Os maquinistas da empresa que opera nos concelhos de Almada e Seixal defendem a negociação do acordo de empresa de modo a terem o pagamento de subsídios de transporte e de refeição, reclamam alterações nas escalas de serviço e reivindicam melhores condições de segurança.

António Medeiros referiu que o sindicato representa cerca de 70% dos maquinistas da empresa, referindo que espera uma adesão total dos seus associados.

"Não conseguimos negociar com a administração do metro, daí que as formas de luta continuem. A solução passa por um equilíbrio entre os interesses da administração e os interesses dos trabalhadores", explicou.

Os maquinistas estão também em greve nas horas extraordinárias até ao final do mês.

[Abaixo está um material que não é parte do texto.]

PR #2576, opened 2021-09-18
WDPT-REMOTE-SEP-Michael-Seitz

Gk1mtd:


src/functions-and-arrays.js
```diff
@@ -1,41 +1,168 @@
 // Iteration #1: Find the maximum
-function maxOfTwoNumbers() {}
+function maxOfTwoNumbers(numA, numB) {
+  let largestNumber
```
tomasyaya, line 3: You could do

`return Math.max(numA, numB)`

src/functions-and-arrays.js
```diff
@@ -1,41 +1,168 @@
...
 
 // Iteration #3.1 Bonus:
-function sum() {}
+function sum(numbers) {
+  if (numbers.length === 0) { //returns 0 if array is empty
+    return 0
+  }
+
+  for (element of numbers) {
+    if (typeof element === "object")
```
tomasyaya, line 65: if you use a different loop just for the throw path then you are going to loop the array twice, you could add it to the other loop

tomasyaya (commented):
Great work with this LAB @Gk1mtd

src/functions-and-arrays.js
Gk1mtd: :D that will come in handy! Thanks.

PR #2578, opened 2021-09-21
WDPT-REMOTE-SEP-2021-Lilli-Reilly

l-reilly:


src/functions-and-arrays.js
```diff
@@ -1,38 +1,63 @@
 // Iteration #1: Find the maximum
-function maxOfTwoNumbers() {}
-
-
+function maxOfTwoNumbers(num1, num2) {
+  if (num1 > num2) {
```
tomasyaya, line 3: here we can directly do

return Math.max(num1, num2)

A administração do Metro Transportes do Sul reafirmou, contudo, que tem "cumprido todos os trâmites a que está legalmente obrigada no âmbito do processo de negociação do acordo empresa".

"A MTS não só está de acordo com a existência de um subsídio de transporte e de escalas para os trabalhadores, como foi a própria a propor a sua existência. Repudiamos todas e quaisquer críticas do sindicato acerca das condições de trabalho ou segurança dos trabalhadores, tratando-se de um tema para o qual a MTS é particularmente sensível", refere a administração numa nota enviado à Lusa.

A empresa assegura que vai tomar as medidas necessárias no sentido de "minimizar qualquer impacto que a greve possa causar".